The series premiered on Disney+ Hotstar on 27 October 2022. The second season of the series was released on 19 January 2023.

== Episodes ==

| Series | Episodes |  | Originally released |  |
|---|---|---|---|---|
| 1 | 6 |  | 27 October 2022 |  |
| 2 | 4 |  | 19 January 2023 |  |

===Season 1 (2022)===

| No. | Title | Directed by | Written by | Original release date |
|---|---|---|---|---|
| 1 | "Glitches" | Thiru | Ganesh Kaarthic | 27 October 2022 |
| 2 | "Man from the Past" | Thiru | Ganesh Kaarthic | 27 October 2022 |
| 3 | "The Dark Box" | Thiru | Ganesh Kaarthic | 27 October 2022 |
| 4 | "Another Murder" | Thiru | Ganesh Kaarthic | 27 October 2022 |
| 5 | "The Vigilante" | Thiru | Ganesh Kaarthic | 27 October 2022 |
| 6 | "Billu’s Club" | Thiru | Ganesh Kaarthic | 27 October 2022 |

===Season 2 (2023)===

| No. | Title | Directed by | Written by | Original release date |
|---|---|---|---|---|
| 1 | "Love and Betrayal" | Thiru | Ganesh Kaarthic | 19 January 2023 |
| 2 | "Italian Panna Cotta" | Thiru | Ganesh Kaarthic | 19 January 2023 |
| 3 | "The Wrong Turn" | Thiru | Ganesh Kaarthic | 19 January 2023 |
| 4 | "The Beginning of the End" | Thiru | Ganesh Kaarthic | 19 January 2023 |

== Production ==
Ganesh Kaarthic wrote the script and approached Krishna in 2019 to produce the series. Ganesh Kaarthic and Krishna refined the script for over a year and a half before partnering with Disney+ Hotstar as the presenter. Krishna brought in director Thiru, who initially had reservations about the longer runtime but was convinced by the narration and ultimately directed the series. The team cast Anjali as the lead, seeking an actress who could perform action sequences. The series was filmed in Hyderabad, Munnar, and Goa over a period of one hundred and ten days. The budget for the first episode was one crore rupees. The action sequences were choreographed by Yannick Ben. The cinematography was by Arvind Kumar while the editing was handled by Lewellyn Gonsalvez.

== Reception ==
=== Season 1 ===
Srivathsan Nadadhur of OTTplay rated one-and-a-half out of five stars and wrote, "Jhansi is a poorly made web show - there are no two things about it. Anjali and Mumaith Khan deliver the goods while better writing and filmmaking could’ve salvaged it to an extent." Bhawana Tanmayi of The South First gave it three out of five stars and wrote, "The show has a solid story but the director fails to establish enough gripping scenes. The screenplay is bad."

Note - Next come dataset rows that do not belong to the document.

PR #3886, opened 2020-09-07
WIP: tutorial 2 - charged systems

christophlohrmann:
Description of changes:
- New tutorial for charged rod counterion condensation for the Summer School


doc/tutorials/13-charged_rod/13-charged_rod.ipynb
```diff
@@ -0,0 +1,270 @@
+{
```
KaiSzuttor: <p>... of the theory from the tutorial on charged systems [... link to tutorial ... ]</p><p> </p>
<br/>

 _Reply via <a href='https://app.reviewnb.com/espressomd/espresso/pull/3886/discussion/'>ReviewNB</a>_ <div id='ReviewNBCommentContext-DoNotDelete' style='display:none' data-state='OPEN' data-cellIndex='1'/>

KaiSzuttor: <p>i'm not sure if we want to keep to the PEP8 convention, but if so, all those variables need to be CAPITALIZED</p>
<br/>

 _Reply via <a href='https://app.reviewnb.com/espressomd/espresso/pull/3886/discussion/'>ReviewNB</a>_ <div id='ReviewNBCommentContext-DoNotDelete' style='display:none' data-state='OPEN' data-cellIndex='2'/>

KaiSzuttor: <p>run run</p>
<br/>

 _Reply via <a href='https://app.reviewnb.com/espressomd/espresso/pull/3886/discussion/'>ReviewNB</a>_ <div id='ReviewNBCommentContext-DoNotDelete' style='display:none' data-state='OPEN' data-cellIndex='8'/>

KaiSzuttor: <p>until the system is equilibrated</p>
<br/>

 _Reply via <a href='https://app.reviewnb.com/espressomd/espresso/pull/3886/discussion/'>ReviewNB</a>_ <div id='ReviewNBCommentContext-DoNotDelete' style='display:none' data-state='OPEN' data-cellIndex='9'/>

doc/tutorials/13-charged_rod/13-charged_rod.ipynb
```diff
@@ -0,0 +1,270 @@
...
+   "source": [
+    "force_cap=1\n",
+    "system.force_cap = force_cap\n",
+    "\n",
+    "for i in range(4000):\n",
+    "    system.integrator.run(200)\n",
+    "    dist=system.analysis.min_dist(p1=[ion_type],p2=[ion_type, rod_type])\n",
+    "    print( f\"Warm up step {i}: min_dist={dist} force_cap={force_cap}\")\n",
+    "    force_cap = force_cap + 1.\n",
+    "    system.force_cap = force_cap\n",
```
jngrad: is this manual warmup necessary? tutorial 02 part 1 shows how to use the steepest descent algorithm to equilibrate the system

schlaicha: We should go for best practice in all tutorials and have a steepest descent with energy/force convergence criterion, see #3881

jngrad: just realized tutorial 02 part 1 uses the `minimize_energy` module, which is deprecated...

christophlohrmann: according to @schlaicha this tutorial 13 will replace tutorial 02 part 1

doc/tutorials/13-charged_rod/13-charged_rod.ipynb
```diff
@@ -0,0 +1,536 @@
...
+    "def remove_overlap(system, sd_params):   \n",
+    "    #remove overlap by steepest descent\n",
+    "    # Set up steepest descent integration\n",
+    "    system.integrator.set_steepest_descent(f_max=sd_params['f_max'],\n",
+    "                                           gamma=sd_params['damping'],\n",
+    "                                           max_displacement=sd_params['max_displacement'])\n",
+    "    \n",
+    "    # Initialize integrator to obtain initial forces\n",
+    "    system.integrator.run(0)\n",
+    "    maxforce = np.max(np.linalg.norm(system.part[:].f))\n",
```
jngrad: Here and in the loop below, `maxforce` contains the square root of the sum of squared forces. Did you mean to calculate the maximal force?
```suggestion
    "    maxforce = np.max(np.linalg.norm(system.part[:].f, axis=1))\n",
```

doc/tutorials/13-charged_rod/13-charged_rod.ipynb
```diff
@@ -0,0 +1,536 @@
...
+    "    energy = system.analysis.energy()['total']\n",
+    "    \n",
+    "    i = 0\n",
+    "    while i < sd_params['max_steps']//sd_params['emstep']:\n",
+    "        prev_maxforce = maxforce\n",
+    "        prev_energy = energy\n",
+    "        print(prev_energy)\n",
+    "        system.integrator.run(sd_params['emstep'])\n",
+    "        maxforce = np.max(np.linalg.norm(system.part[:].f))\n",
```
jngrad:
```suggestion
    "        maxforce = np.max(np.linalg.norm(system.part[:].f, axis=1))\n",
```

RudolfWeeber:
What is still missing, here?

jngrad:
@RudolfWeeber I think there was an issue with the P3M tuning algorithm in non-cubic boxes under specific conditions.

christophlohrmann:
Part 1 is ready for review I would say. I will add the test and tutor's notes today. Part 2 has still a lot of issues and will deal with a different system than in the current state (dilute salt between capacitors rather than ionic liquid)

doc/tutorials/02-charged_system/02-charged_system-1.ipynb
```diff
@@ -39,57 +58,162 @@
...
-    "n_part = 200\n",
-    "n_ionpairs = n_part / 2\n",
-    "density = 0.5\n",
-    "time_step = 0.01\n",
-    "temp = 1.0\n",
-    "gamma = 1.0\n",
-    "l_bjerrum = 7.0\n",
+    "**Hints:**\n",
+    "* The WCA potential uses the same parameters as the Lennard-Jones potential, but the cutoff and shift are calculated automatically\n",
+    "* Use the Lorentz-Berthelot combining rule to determine the ``sigma`` parameter of the interaction between the rod particles and the ions"
```
RudolfWeeber: Pls mention the expressions for the combination rule

doc/tutorials/02-charged_system/02-charged_system-1.ipynb
```diff
@@ -39,57 +58,162 @@
...
+    "\n",
+    "    # calculate charge of the single rod beads\n",
+    "    rod_length = system.box_l[2]\n",
+    "    total_rod_charge = rod_charge_dens*rod_length\n",
+    "    rod_charge_per_bead = total_rod_charge/N_rod_beads\n",
+    "\n",
+    "    # number of counterions\n",
+    "    N_ions = int(total_rod_charge/ion_valency)\n",
+    "\n",
+    "    for idx in range(N_rod_beads):\n",
```
RudolfWeeber: Ideally, pls avoid the loops:
```
rod_positions =np.arange(...) * np.array((1,0,0))
rod_particles = system.part.add(pos=rod_positions,...)

counter_ions = system.part.add(pos=np.random.random(...))
```
Of course, keeping the handles only makes sense, if they are later needed to refer to the groups of particles.

doc/tutorials/02-charged_system/02-charged_system-1.ipynb
```diff
@@ -98,21 +222,53 @@
...
    "outputs": [],
    "source": [
-    "# Setup System\n",
-    "box_l = (n_part / density)**(1. / 3.)\n",
-    "system = System(box_l=[box_l, box_l, box_l])\n",
-    "system.periodicity = [True, True, True]\n",
-    "system.time_step = time_step\n",
-    "system.cell_system.skin = 0.3"
+    "p3m_params = {'prefactor':kT*bjerrum_length,\n",
+    "              'accuracy':1e-3}\n",
```
RudolfWeeber: Maybe a word on how to pick the accuracy? What would be reasonable in production simulations?

doc/tutorials/02-charged_system/02-charged_system-1.ipynb
```diff
@@ -98,21 +222,53 @@
...
    ]
   },
   {
    "cell_type": "markdown",
    "metadata": {},
    "source": [
-    "We now fill this simulation box with particles at random positions, using type and charge from our dictionaries.\n",
-    "Using the length of the particle list <tt>system.part</tt> for the id, we make sure that our particles are numbered consecutively.\n",
-    "The particle type is used to link non-bonded interactions to a certain group of particles."
+    "Before we can start the simulation, we need to remove the overlap between particles to avoid large forces which would crash the simulation. For this, we use the steepest descent integrator with a relative convergence criterium for forces and energies."
```
RudolfWeeber: The overlap removal needs to happen before the P3M is turned on. Otherwise, the steepest descent could move charges on top each other.

doc/tutorials/02-charged_system/02-charged_system-1.ipynb
```diff
@@ -147,41 +300,119 @@
...
+    "* Write a function to integrate the system and return the total energy and the radial distance of the ions from the rod\n",
+    "* Use the signature ``integrate_calc_observables(system, N_frames, steps_per_frame, ion_types)``\n",
+    "* ``N_frames`` is the total number of samples taken from the system\n",
+    "* ``steps_per_frame`` is the the number of integration steps between consecutive frames\n",
+    "* ``ion_types`` is a list of types for which the radial distances should be calculated. For the moment we only have counterions, but later we will also add additional salt ions for which we would like to calculate the density\n",
+    "* return a list of the total system energy as well as a dictionary of the radial positions sorted by ion type, e.g. ``radial_distances[counterion_type] = [1.1,4.5,2.7,...]``\n",
+    "\n",
+    "**Hints:**\n",
+    "* We are only interested in the distance from the rod, so the $x_3$ coordinate is irrelevant\n",
+    "* Use ``system.part.select(type=...)`` to get only the particles of a specific type\n",
```
RudolfWeeber: If the handle to the slice is kept when creating the particles, it can be passed in here rather than the type, unless two counter ion types come up later in the tutorial?

doc/tutorials/02-charged_system/02-charged_system-1.ipynb
```diff
@@ -147,41 +300,119 @@
...
+    "\n",
+    "        print(f'progress={frame_idx/N_frames*100:.0f}%', end='\\r')\n",
+    "\n",
+    "        system.integrator.run(steps_per_frame)\n",
+    "\n",
+    "        energies.append(system.analysis.energy()['total'])\n",
+    "\n",
+    "        for ion_type, ions in particles_by_type.items():\n",
+    "            for ion in ions:\n",
+    "                radial_distances[ion_type].append(np.linalg.norm(ion.pos_folded[0:2]-system_center[0:2]))\n",
```
RudolfWeeber: Why don't you use the CylindricalDensityProfile observable? If there is a reason to do the calculation by hand, plese mention in the hints that pos_folded should be used, and why.

doc/tutorials/02-charged_system/02-charged_system-1.ipynb
```diff
@@ -380,68 +680,129 @@
...
-    "# Plot the distribution functions\n",
-    "plt.figure(figsize=(10, 6), dpi=80)\n",
-    "plt.plot(r[:], rdf_00[:], label='Na$-$Na')\n",
-    "plt.plot(r[:], rdf_01[:], label='Na$-$Cl')\n",
-    "plt.xlabel('$r$', fontsize=20)\n",
-    "plt.ylabel('$g(r)$', fontsize=20)\n",
-    "plt.legend(fontsize=20)\n",
-    "plt.show()"
+    "def add_salt(system, anion_params, cation_params):        \n",
+    "    for _ in range(anion_params['number']):\n",
```
RudolfWeeber: Ideally, create the particles in a single call and keep a reference to the resulting slice.

doc/tutorials/02-charged_system/02-charged_system-1.ipynb
```diff
@@ -380,68 +680,129 @@
...
+    "                'number':500}\n",
+    "cation_params = {'type':4,\n",
+    "                 'valency':2,\n",
+    "                 'number':500}\n",
+    "rod_length = 21\n",
+    "#TODO\n",
+    "steps_per_frame = 100\n",
+    "N_frames = 500\n",
+    "\n",
+    "total_anion_charge = -anion_params['number']*anion_params['valency']\n",
```
RudolfWeeber: If the slice is kept on particle creation, their charge can be queried directly rather than be assumed
`np.sum(an_ions.q)`

doc/tutorials/Readme.rst
```diff
@@ -16,6 +16,7 @@ physical systems. Currently, the following tutorials are available:
 * :file:`08-visualization`: Using the online visualizers of ESPResSo
 * :file:`11-ferrofluid`: Modelling a monolayer ferrofluid system
 * :file:`12-constant_pH`: Modelling the titration of a weak acid using the constant pH method
+* :file:`13-charged_rod`: Modelling counterion condensation on a charged rod
```
RudolfWeeber: Numbers mismatch. But do we really want to delete the crystal stuff?

RudolfWeeber (changes requested):
I think it is a nice tutorial. I'd have aded it as a new one rather than replace the crystal stuff, though.
For minor points in how the script is written, please see the comments.
It would be nice to have a few sentences interpretation after the plots, i.e., where PB theory holds and where it does not.
It would also be good to add a tutor's notes files with learning objectives in terms of physics and Espresso and points the tutor might mention along the way.
Please see the one contained in the tutorial 1 PR.

For the school, the first part is probably enough. Epending on how much more work the second part needs, it might be useful to split this pr.

christophlohrmann:
@RudolfWeeber Ok I will make the requested changes and reduce the PR to only touch part 1. As for the replacement of the crystal, @schlaicha can probably argue for that

doc/tutorials/02-charged_system/02-charged_system-1.ipynb
christophlohrmann: would not the p3m exactly prevent same-sign charges to be too close to each other before the real simulation starts?

RudolfWeeber:
>would not the p3m exactly prevent same-sign charges to be too close to each other before the real simulation starts?

 

Not sure, the real space part does have a divergence at r=0, doesn’t it? With dipoles you can definitely crash the system by doing steepest descent with an active p3m.

That aside, doing it without p3m is faster.

christophlohrmann:
The wca diverges as well. And in the tutorial the overlap removal is way faster than the "production" runs anyway

doc/tutorials/Readme.rst
schlaicha: A few comments on the crystal tutorial:
* Minor point(?): for @christophlohrmann and myself it was not clear what the physical motivation of such a simulation would be: For nanocapacitors/elechtrochemistry you need a constant charge or constant E-field whereas we employ a constant D-Field and the cystallization itself is not so fascinating IMHO.
* More important: The tutorial focuses a lot on physical constants/units and how to convert them to ESPResSo, but there are a lot of inconsistencies that we could not resolve. For example, the mass density of the ionic liquid was chosen to match experimental numbers, but in the script the electrode mass was included??
* Major point: Througout the tutorial we consider an ionic liquid close to its coexistence with the crystal, i.e. correlation times explode which is not really useful for an interactive tutorial (I agree though that it's something we should/could have somewhere [where?]). The dilute electrolyte is much nicer in this respect.
Again, I'm not insisting on removing the crystal tutorial, but to make it convincing IMO there is much more work needed than in the present PR for the dilute electrolyte (which also offers physical questions/interpretations in much shorter simulation times).

schlaicha:
> would not the p3m exactly prevent same-sign charges to be too close to each other before the real simulation starts?
> Not sure, the real space part does have a divergence at r=0, doesn’t it? With dipoles you can definitely crash the system by doing steepest descent with an active p3m. That aside, doing it without p3m is faster.

The steepest descent searches for local minima and thus might end up indeed in an unfavourable state for the simulation; however, having electrostatics turned on/off is only a minor change to this problem: Indeed you could have a staring configuration where the combination of electrostatic and non-electrostatic forces can trap you in a local minimum that will lead to forces that make your simulation crash, but on the other hand in general by minimizing without electrostatics and then turning it on afterwards you might also get a strong electrostatic force. My favour is minimizing with all interactions present but this might well be a matter of taste.

In the end the minimization is so fast anyway that the argument of having P3M in there or not should be a minor detail of the simulation.

Issue #3844, opened 2020-08-03
Test rotational dynamics against numerically integrated Euler eqn


RudolfWeeber:

jngrad:
More details in #3713. The paper is Omelyan 1998 ([10.1063/1.168642](https://doi.org/10.1063/1.168642)).

jngrad:
I tried again to substitute the indices from the paper using the quaternion formalism in ESPResSo:
```c++
Qd[0] = 0.5 * (-p.r.quat[3] * p.m.omega[0] - p.r.quat[0] * p.m.omega[1] + p.r.quat[2] * p.m.omega[2]);
Qd[1] = 0.5 * (p.r.quat[0] * p.m.omega[0] - p.r.quat[3] * p.m.omega[1] - p.r.quat[1] * p.m.omega[2]);
Qd[2] = 0.5 * (p.r.quat[1] * p.m.omega[0] + p.r.quat[2] * p.m.omega[1] + p.r.quat[0] * p.m.omega[2]);
Qd[3] = 0.5 * (-p.r.quat[2] * p.m.omega[0] + p.r.quat[1] * p.m.omega[1] - p.r.quat[3] * p.m.omega[2]);

Qdd[0] = 0.5 * (-p.r.quat[3] * Wd[0] - p.r.quat[0] * Wd[1] + p.r.quat[2] * Wd[2]) - p.r.quat[1] * S1;
Qdd[1] = 0.5 * (p.r.quat[0] * Wd[0] - p.r.quat[3] * Wd[1] - p.r.quat[1] * Wd[2]) - p.r.quat[2] * S1;
Qdd[2] = 0.5 * (p.r.quat[1] * Wd[0] + p.r.quat[2] * Wd[1] + p.r.quat[0] * Wd[2]) - p.r.quat[3] * S1;
Qdd[3] = 0.5 * (-p.r.quat[2] * Wd[0] + p.r.quat[1] * Wd[1] - p.r.quat[3] * Wd[2]) - p.r.quat[0] * S1;
```
but these yield incorrect angular velocities when plugged into `src/core/rotation.cpp`. I also worked out the A matrix backwards from the source code, but it doesn't look like the one from Omelyan 1998. I'm not sure where the matrix comes from.

[...]

Issue #1917, opened 2018-03-19
Brownian Dynamics: anisotropic moment of inertia support


bogdan-tanygin:
Non-linear components of the rotational Euler's EOM have not been taken into account (by myself) within the PR #1842. Probably, we (me) need to make some calculations and prepare new PR with corresponding capabilities (in case if a closed-form solution exists there at all). Meanwhile, I've added the documentation to the #1842 with a corresponding limitation description.

bogdan-tanygin:
This could be a fundamental limitation of the BD in case of an unstable stationary terminal drag motion possibility under some external torque applied. Similarly like the Dzhanibekov effect but for the viscous drag. I'll check, maybe someone already knows an answer.

PR #3887, opened 2020-09-07
Rotational code maintenance

### LINKED ISSUE #3101: GB should return only one torque
Currently GB returns one force, but two independent torques. This is not needed,
as the opposing torque can be calculated (as is the opposing force). It should instead
return a `ParticleForce`.

jngrad:
Description of changes:
- return a `ParticleForce` from pair force kernels (fixes #3101)
- add test cases for rotational dynamics (partial fix for #3844)
    - check trivial torque-driven and torque-free cases


jngrad:
@RudolfWeeber a few notes:
* I'm not exactly sure why the torque-free case drifts with error function `x * sin(x)` (details in https://github.com/espressomd/espresso/issues/3844#issuecomment-688516319), so I used the envelope of the error function in the test tolerance (line `tol = 1e-6 + 1.1e-8 * j`).
* I tried to write a torque-free case with rotations on 2 axes, but couldn't reproduce the trajectory even after re-implementing the `omega[0] = time_step * (torque[0] + omega[1] * omega[2] * (rinertia[1] - rinertia[2])) / rinertia[0]` logic in Python with the same number of iterations as in the core.
* The quaternion function doesn't seem to be called by the brownian and stokesian integrators. Is it intentional?

jngrad:
> * The quaternion function doesn't seem to be called by the brownian and stokesian integrators. Is it intentional?

Already discussed in #1917 for BD. The documentation has the following disclaimer, which checks out in the torque-driven cases:

> Note: the rotational Brownian dynamics implementation is compatible with particles which have the isotropic moment of inertia tensor only.

src/core/forces_inline.hpp
```diff
@@ -192,15 +192,14 @@ inline Utils::Vector3d calc_non_bonded_pair_force_parts(
...
-    auto const forces =
-        gb_pair_force(p1.r.calc_director(), p2.r.calc_director(), ia_params, d,
-                      dist, torque1, torque2);
-    force += std::get<0>(forces);
+    auto const pf = gb_pair_force(p1.r.calc_director(), p2.r.calc_director(),
+                                  ia_params, d, dist, torque1);
+    force += pf.f;
     if (torque1) {
-      *torque1 += std::get<1>(forces);
+      *torque1 += pf.torque;
```
fweik: I think there is a low hanging fruit here for considerable improvement: I think it would be better to return a `ParticleForce` from this function, instead of the sep. output parameters for the torques, and calculate the opposing
torque at the call site (as it is done for the force). If this is combined with a function `ParticleForce opposing_force(distance, f)` or similar, this can be made more ideomatic and there is no mention of torques anywhere is rotation is disabled. Also that function can be reused in other places, where this logic is also need.
If that isn't clear, the opposing force calculation is nothing specific for gay bern, it's just a consequence of of
momentum conservation, and this is the same for all central forces that produce toruqe. This is just a consequence
of Newtons law.

src/core/forces_inline.hpp
```diff
@@ -192,36 +193,23 @@ inline Utils::Vector3d calc_non_bonded_pair_force_parts(
...
-inline Utils::Vector3d calc_non_bonded_pair_force(Particle const &p1,
-                                                  Particle const &p2,
-                                                  Utils::Vector3d const &d,
-                                                  double dist) {
-  IA_parameters const &ia_params = *get_ia_param(p1.p.type, p2.p.type);
-  return calc_non_bonded_pair_force(p1, p2, ia_params, d, dist);
+inline Utils::Vector3d calc_opposing_torque(ParticleForce const &pf,
+                                            Utils::Vector3d const &d) {
+#ifdef ROTATION
+  // guard against numerical instability in the vector product
```
fweik: Can you explain what numerical instability you mean? Isn't the vector product just a sum of products some of the components would just vanish if there are zero-components in the torque?

jngrad: The torque isn't part of the vector product, so we cannot rely on vanishing components. If the first torque is a null vector, the second torque has to be a null vector too, because the force is collinear to the distance vector, but due to precision errors there is sometimes a residual with magnitude 1e-16 in the calculated counter-torque. This causes collision detection to crash:
```
 13/158 Test  #93: collision_detection .......................................***Failed   18.87 sec
f=[4.986014e+02   4.449108e+02 -5.791557e+02] d=[ 5.224425e-02  4.661846e-02 -6.068486e-02] t2=[-0.000000e+00 -3.552714e-15 -0.000000e+00]
f=[-1.246381e+02 -2.226122e+02 -1.175642e+02] d=[-4.399725e-02 -7.858208e-02 -4.150015e-02] t2=[-1.776357e-15 -0.000000e+00 -0.000000e+00]
f=[5.373112e+00  -5.428668e+00 -7.974942e+00] d=[ 5.381213e-02 -5.436853e-02 -7.986966e-02] t2=[-0.000000e+00 -5.551115e-17 -0.000000e+00]
terminate called after throwing an instance of 'std::runtime_error'
  what():  misplaced particle with id 200
[seraue:2333958] *** Process received signal ***
[seraue:2333958] Signal: Aborted (6)
[seraue:2333958] Signal code:  (-6)
...
[seraue:2333958] [ 7] /work/jgrad/espresso/build/src/core/EspressoCore.so(CellStructure::check_particle_sorting()+0x167)[0x14a3878f4307]
[seraue:2333958] [ 8] /work/jgrad/espresso/build/src/core/EspressoCore.so(cells_update_ghosts(unsigned int)+0xc1)[0x14a38783b4b1]
[seraue:2333958] [ 9] /work/jgrad/espresso/build/src/core/EspressoCore.so(handle_collisions()+0x819)[0x14a387845989]
[seraue:2333958] [10] /work/jgrad/espresso/build/src/core/EspressoCore.so(integrate(int, int)+0x1c3)[0x14a387892a63]
```

fweik: Ok I see. I'd say this is more a problem with the coldet test, and should be fixed there.

jngrad: The comment line is misleading, I'll change it.

src/core/forces_inline.hpp
jngrad: done

RudolfWeeber (approved):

Paul Nicodemus of The Times of India gave it two-and-a-half out of five stars and wrote, "the season with impressive performances and decent production values leaves the viewer high and dry with too many unanswered questions." A critic from 123telugu rated two-and-a-half out of five stars and wrote, "Jhansi has an exhilarating premise that is brought down by many flaws in the screenplay. Anjali gives her best in all possible ways, but the narration issues make this action thriller a strictly okay watch this weekend."

=== Season 2 ===
Paul Nicodemus of The Times of India gave it two-and-a-half out of five stars and wrote, "Season 2 of Jhansi answers the unanswered questions from season 1. While Anjali as Jhansi remains the focal point and delivers, the season needed better writing and screenplay." Latha Srinivasan of India Today rated one-and-a-half out of five stars and wrote, "Jhansi Season 2 is below average but those who are fans of women-centric series could attempt to watch it."